> [TASK TO CARRY OUT]:
From the line with "PR #529, opened 2026-09-09" through the line with "for a hash-independent vocab order", inclusive, return each line of the data below exactly and leave the rest out.
** THE DATA follows **
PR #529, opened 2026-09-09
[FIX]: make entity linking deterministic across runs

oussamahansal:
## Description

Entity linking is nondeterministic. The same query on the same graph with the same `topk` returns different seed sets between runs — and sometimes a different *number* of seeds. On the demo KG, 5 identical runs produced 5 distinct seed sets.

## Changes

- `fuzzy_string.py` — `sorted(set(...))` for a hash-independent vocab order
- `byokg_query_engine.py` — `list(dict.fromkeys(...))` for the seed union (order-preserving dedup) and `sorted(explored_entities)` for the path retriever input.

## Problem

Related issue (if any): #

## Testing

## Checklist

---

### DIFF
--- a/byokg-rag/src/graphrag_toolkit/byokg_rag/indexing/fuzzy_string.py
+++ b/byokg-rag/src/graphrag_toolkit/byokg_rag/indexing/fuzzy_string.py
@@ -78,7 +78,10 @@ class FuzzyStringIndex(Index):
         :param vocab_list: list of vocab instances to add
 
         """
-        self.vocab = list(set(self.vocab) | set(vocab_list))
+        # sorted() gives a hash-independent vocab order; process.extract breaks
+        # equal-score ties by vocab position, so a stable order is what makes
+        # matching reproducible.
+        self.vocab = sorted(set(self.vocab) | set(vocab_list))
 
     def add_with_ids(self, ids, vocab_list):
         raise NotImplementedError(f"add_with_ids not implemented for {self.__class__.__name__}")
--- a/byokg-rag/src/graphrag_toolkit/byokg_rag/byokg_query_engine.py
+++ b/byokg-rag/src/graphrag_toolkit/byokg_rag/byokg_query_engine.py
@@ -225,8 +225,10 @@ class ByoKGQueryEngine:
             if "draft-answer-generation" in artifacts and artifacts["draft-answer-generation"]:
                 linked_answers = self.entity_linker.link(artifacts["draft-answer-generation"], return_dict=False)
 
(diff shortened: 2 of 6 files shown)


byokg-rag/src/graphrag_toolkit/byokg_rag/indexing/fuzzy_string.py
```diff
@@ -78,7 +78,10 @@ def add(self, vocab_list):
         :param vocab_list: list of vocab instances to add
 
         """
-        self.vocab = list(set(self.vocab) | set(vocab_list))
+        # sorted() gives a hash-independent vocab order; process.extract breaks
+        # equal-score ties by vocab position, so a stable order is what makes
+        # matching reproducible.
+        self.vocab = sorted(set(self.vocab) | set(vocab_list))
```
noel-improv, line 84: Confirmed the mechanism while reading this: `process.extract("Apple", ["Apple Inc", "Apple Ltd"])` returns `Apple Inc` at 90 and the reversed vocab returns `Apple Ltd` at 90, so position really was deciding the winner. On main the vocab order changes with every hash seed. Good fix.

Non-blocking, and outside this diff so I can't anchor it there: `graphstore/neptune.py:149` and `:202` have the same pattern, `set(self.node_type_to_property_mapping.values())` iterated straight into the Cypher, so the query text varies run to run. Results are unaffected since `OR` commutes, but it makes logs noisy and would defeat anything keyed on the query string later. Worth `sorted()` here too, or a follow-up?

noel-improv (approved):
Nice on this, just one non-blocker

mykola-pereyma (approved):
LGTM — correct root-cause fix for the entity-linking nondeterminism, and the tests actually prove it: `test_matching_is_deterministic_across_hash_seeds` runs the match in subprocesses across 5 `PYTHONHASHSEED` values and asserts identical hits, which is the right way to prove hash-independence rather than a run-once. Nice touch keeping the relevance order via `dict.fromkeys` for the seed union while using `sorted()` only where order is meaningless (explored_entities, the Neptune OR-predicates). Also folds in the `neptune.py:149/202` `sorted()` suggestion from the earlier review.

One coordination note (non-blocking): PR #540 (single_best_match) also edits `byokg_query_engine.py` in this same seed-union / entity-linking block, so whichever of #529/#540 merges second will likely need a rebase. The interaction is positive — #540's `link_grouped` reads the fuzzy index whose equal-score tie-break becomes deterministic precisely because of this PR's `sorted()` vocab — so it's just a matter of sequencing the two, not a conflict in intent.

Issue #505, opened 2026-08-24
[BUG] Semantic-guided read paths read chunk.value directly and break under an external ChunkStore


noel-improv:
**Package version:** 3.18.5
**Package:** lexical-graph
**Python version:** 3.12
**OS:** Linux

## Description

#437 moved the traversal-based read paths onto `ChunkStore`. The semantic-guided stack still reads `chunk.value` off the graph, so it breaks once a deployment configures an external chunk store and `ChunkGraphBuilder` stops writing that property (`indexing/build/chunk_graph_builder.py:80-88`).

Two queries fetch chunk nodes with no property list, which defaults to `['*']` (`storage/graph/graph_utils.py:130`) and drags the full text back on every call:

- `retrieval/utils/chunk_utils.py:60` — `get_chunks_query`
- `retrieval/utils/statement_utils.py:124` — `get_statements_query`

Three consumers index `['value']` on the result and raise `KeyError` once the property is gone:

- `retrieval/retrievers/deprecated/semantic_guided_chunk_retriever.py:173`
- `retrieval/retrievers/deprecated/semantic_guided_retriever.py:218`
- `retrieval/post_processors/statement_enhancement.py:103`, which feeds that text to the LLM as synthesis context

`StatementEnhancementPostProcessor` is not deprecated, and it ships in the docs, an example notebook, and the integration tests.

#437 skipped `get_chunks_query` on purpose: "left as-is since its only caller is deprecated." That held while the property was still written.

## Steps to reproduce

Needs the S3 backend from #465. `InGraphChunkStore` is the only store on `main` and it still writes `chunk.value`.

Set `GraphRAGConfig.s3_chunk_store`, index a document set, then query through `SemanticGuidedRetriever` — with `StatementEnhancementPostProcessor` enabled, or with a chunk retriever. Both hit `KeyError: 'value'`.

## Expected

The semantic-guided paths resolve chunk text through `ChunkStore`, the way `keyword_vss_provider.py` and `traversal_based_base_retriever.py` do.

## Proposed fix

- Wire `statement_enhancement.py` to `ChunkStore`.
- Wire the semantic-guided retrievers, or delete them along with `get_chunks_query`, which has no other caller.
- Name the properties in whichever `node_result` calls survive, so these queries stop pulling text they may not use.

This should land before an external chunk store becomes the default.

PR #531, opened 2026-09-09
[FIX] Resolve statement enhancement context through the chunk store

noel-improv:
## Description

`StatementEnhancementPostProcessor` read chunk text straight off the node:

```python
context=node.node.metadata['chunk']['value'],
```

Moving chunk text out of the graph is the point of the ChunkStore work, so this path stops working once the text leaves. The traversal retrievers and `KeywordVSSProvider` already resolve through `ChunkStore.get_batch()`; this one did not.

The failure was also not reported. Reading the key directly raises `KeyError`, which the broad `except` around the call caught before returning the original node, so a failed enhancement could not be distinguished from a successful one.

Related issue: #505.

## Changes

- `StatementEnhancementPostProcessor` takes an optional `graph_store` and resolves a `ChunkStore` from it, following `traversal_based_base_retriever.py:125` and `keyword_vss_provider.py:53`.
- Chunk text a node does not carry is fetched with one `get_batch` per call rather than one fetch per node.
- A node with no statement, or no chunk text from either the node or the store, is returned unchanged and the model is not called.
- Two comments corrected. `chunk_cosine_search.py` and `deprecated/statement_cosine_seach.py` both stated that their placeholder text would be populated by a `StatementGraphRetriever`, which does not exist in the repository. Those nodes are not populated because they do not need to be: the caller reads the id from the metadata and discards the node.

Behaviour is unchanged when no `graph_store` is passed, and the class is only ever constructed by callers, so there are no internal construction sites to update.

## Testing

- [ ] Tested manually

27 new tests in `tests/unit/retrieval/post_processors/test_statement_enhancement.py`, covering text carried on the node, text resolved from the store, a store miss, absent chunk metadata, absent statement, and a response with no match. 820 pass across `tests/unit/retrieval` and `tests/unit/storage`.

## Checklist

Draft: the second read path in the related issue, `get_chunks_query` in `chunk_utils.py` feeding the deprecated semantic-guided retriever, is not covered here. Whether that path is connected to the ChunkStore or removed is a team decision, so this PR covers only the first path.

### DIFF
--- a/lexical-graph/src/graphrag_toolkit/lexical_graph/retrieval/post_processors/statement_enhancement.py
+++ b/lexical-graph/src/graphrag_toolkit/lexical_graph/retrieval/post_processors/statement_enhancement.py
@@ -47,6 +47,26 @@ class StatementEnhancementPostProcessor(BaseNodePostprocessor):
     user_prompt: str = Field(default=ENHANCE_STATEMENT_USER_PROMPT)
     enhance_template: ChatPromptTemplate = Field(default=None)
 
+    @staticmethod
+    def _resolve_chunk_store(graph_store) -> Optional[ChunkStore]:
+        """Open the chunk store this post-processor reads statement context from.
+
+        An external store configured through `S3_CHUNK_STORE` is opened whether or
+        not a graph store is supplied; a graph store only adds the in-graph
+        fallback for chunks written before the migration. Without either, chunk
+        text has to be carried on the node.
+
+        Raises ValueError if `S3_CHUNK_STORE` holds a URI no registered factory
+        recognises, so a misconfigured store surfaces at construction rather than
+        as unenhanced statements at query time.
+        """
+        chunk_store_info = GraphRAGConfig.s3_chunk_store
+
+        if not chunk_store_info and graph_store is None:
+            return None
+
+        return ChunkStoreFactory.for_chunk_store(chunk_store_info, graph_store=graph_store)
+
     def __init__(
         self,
** End of THE DATA **
** THE DATA follows **
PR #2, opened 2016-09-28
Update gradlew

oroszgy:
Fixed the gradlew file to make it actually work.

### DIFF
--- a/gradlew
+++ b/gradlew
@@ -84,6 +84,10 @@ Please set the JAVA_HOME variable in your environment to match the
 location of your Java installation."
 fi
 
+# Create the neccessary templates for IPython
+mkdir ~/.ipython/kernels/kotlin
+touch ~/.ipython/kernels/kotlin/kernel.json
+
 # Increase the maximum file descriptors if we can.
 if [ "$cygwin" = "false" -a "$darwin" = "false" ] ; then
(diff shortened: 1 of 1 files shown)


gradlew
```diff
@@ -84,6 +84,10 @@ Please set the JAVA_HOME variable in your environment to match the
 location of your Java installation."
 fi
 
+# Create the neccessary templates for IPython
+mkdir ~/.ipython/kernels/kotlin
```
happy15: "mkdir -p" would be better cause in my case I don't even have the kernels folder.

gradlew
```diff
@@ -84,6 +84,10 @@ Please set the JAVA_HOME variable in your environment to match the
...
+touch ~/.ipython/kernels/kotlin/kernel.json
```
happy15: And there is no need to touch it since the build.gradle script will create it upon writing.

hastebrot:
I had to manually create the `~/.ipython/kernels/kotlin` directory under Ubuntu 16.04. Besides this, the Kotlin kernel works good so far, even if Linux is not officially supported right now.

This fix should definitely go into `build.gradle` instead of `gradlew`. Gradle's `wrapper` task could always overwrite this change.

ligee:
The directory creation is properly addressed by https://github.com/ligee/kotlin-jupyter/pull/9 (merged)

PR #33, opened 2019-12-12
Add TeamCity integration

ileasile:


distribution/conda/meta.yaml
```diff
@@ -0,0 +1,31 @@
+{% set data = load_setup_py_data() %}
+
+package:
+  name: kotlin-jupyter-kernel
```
** End of THE DATA **
** THE DATA follows **
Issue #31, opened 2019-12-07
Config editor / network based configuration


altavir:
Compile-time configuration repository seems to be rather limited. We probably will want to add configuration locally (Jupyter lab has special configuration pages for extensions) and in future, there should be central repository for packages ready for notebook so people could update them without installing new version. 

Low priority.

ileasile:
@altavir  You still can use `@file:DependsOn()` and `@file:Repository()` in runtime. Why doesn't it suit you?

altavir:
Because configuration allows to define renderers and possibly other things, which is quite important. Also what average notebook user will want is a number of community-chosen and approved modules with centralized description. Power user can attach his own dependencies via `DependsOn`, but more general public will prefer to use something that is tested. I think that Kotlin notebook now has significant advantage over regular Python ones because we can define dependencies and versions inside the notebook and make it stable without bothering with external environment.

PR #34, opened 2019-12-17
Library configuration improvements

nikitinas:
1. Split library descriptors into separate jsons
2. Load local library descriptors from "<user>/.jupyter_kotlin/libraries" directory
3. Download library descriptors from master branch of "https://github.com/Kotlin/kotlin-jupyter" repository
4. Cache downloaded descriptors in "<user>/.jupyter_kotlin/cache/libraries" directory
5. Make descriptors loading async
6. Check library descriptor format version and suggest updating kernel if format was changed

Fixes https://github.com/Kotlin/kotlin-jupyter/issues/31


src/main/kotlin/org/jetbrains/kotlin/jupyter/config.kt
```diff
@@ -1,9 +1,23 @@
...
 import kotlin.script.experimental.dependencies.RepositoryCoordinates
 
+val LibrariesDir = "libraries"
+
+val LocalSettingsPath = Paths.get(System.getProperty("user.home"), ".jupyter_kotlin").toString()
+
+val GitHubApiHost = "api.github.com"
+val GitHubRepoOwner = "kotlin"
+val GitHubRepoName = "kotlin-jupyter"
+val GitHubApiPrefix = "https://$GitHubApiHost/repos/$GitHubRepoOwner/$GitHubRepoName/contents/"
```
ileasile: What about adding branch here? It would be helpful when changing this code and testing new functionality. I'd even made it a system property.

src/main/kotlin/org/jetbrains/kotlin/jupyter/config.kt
** End of THE DATA **
> [RESULT OF THE TASK]:
PR #529, opened 2026-09-09
[FIX]: make entity linking deterministic across runs

oussamahansal:
## Description

Entity linking is nondeterministic. The same query on the same graph with the same `topk` returns different seed sets between runs — and sometimes a different *number* of seeds. On the demo KG, 5 identical runs produced 5 distinct seed sets.

## Changes

- `fuzzy_string.py` — `sorted(set(...))` for a hash-independent vocab order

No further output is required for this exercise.